I've got some brackets at high ISO of this Sekonic target (DNG's and rendered examples) on my iDisk if anyone wants to look em over and comment. Using ACR/LR to (as Michael calls it) Normalize the 'over exposed' image you can see the effects on noise compared to the 'normal' exposure. Look at the noise!
I downloaded the files and did an analysis, which demonstrates good and bad effects of the test series and makes for interesting discussion.
It's nice to have a fancy light meter like Andrew's which gives real time readings, but by looking at the raw files produced by the camera we can also get equivalent exposure data, since the sensor is linear over most of its range. The following analysis involves only the green channel, but could be extended to the others.
Here is a curve from the two exposures spliced together showing the relative exposures of the patches and the resulting values in the raw file which can be decoded with DCRaw, a freeware program much used by digital tinkerers. The raw values are actually 0..4095 but they have been converted to 16 bit format by DCRaw in order to output them by multiplying them by 16.
The exposure values on the left are all bunched and hard to read, but they can be spread out with a log-log plot which is standard for plotting characteristic curves of film. The pixel value is normalized to one by dividing by 65635 for a 16 bit file (erroneously labeled 65625 on the image). This notation is more confusing at first, but best once you get used to it. Norman Koren uses this format in his Imatest charts. I used 2 base logs for the exposure, so the values correspond to f/stops.

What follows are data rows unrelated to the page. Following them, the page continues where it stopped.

PR #216, opened 2022-06-07
Unify read/write and read-only chainstate interface to avoid code duplication

TheQuantumPhysicist:


chainstate/src/detail/mod.rs
```diff
@@ -374,23 +366,14 @@ impl Chainstate {
...
 
-pub(crate) struct ChainstateRef<'a> {
+pub(crate) struct ChainstateRef<'a, S> {
     chain_config: &'a ChainConfig,
-    // TODO: make this generic over Rw and Ro
-    db_tx: TxRw<'a>,
-    orphan_blocks: &'a mut OrphanBlocksPool,
+    db_tx: S,
+    // TODO: get rid of the Option<>. The Option is here because mutability abstraction wasn't done for orphans while it was done for db transaction
+    orphan_blocks: Option<&'a mut OrphanBlocksPool>,
```
iljakuklic, line 373: Any ideas regarding how and when to do this?

iljakuklic (approved):
While there is the ugly workaround for `OrphanBlocksBool`, this is an improvement on balance.

chainstate/src/detail/mod.rs
TheQuantumPhysicist: Well, we'll have to play the same game and define traits for read and write. I don't see a way around it. That, assuming we don't get rid of orphans altogether in the future.

Nevertheless, given that orphans are only relevant in rw, it's not important right now.

PR #217, opened 2022-06-07
Isolate ChainstateRef and make its internals only accessible with a db transaction

TheQuantumPhysicist:


TheQuantumPhysicist:
This PR isn't really that big. But it looks big because it's mostly moving stuff around.

iljakuklic (approved):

This curve shows that the brightest patch on the f/16 1/50 sec shot is blown and not on the linear portion of the graph.
Now we can look at the characteristic curves of the rendered images. The f/16 @ 1/50 exposure with default rendering has a blown highlight, but this is largely restored by the normalized rendering (shown in yellow). This normalized rendering is similar to that of the normal exposure of f/15 @ 1/200 sec, but the brightest patch is at the maximum pixel value and still slightly blown as shown below. The midtones match fairly well but have slightly different density and slope.

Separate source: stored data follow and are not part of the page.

PR #218, opened 2022-06-07
Fix the utxo crate description

stanislav-tkach:
The description of the `utxo` crate is probably copy-paste from the precious line (`utils`). I have tried to give a better description. I'm just getting acquainted with the project, so it probably can be improved.

### DIFF
--- a/utxo/src/utxo_impl/simulation.rs
+++ b/utxo/src/utxo_impl/simulation.rs
@@ -112,7 +112,8 @@ fn populate_cache<'a>(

Here is the histogram from the blown brightest patch mentioned above. Note that the right side of the bell shaped curve is truncated. This histogram is from the free ware program ImageJ, which does 16 bit histograms, unlike Photoshop.
Now finally for the noise, which is measured as the standard deviation of the pixel values in the patches. Actually some of this variation is in the target and possibly in nonuniform illumination, but most of it is likely random noise from the camera. Such noise is primarily photon sampling noise (shot noise), but read noise enters into the equation at low exposure values (see [a href=\"http://www.clarkvision.com/imagedetail/evaluation-1d2/index.html]Roger Clark[/url] for explanation and a better way to measure noise). This noise is proportional to the square root of the number of photons captured by the sensor and is shown in this plot from the raw data. The noise is actually higher in the file with more exposure and worse in the highlights, perhaps contrary to conventional wisdom which associates noise with the shadows:
However, what we are interested in more is the signal to noise ratio. This varies with the square root of the number of photons captured and is greater in the highlights because it is related to the number of photons actually captured (signal) to the square root of the number of photons captured (noise), which reduces mathematically to the square root of the number of photons captured [N/sqrt(n) = sqrt (n)].
So in the final analysis, we quadrupled the exposure, captured 4 times as many photons and the S:N improved by a factor of 2 (square root of 4), as predicted by theory. However, the highlights were blown and the recovery was less than perfect. All in all, I thought this was a good blend of theory and practice and worth the effort needed to write it up.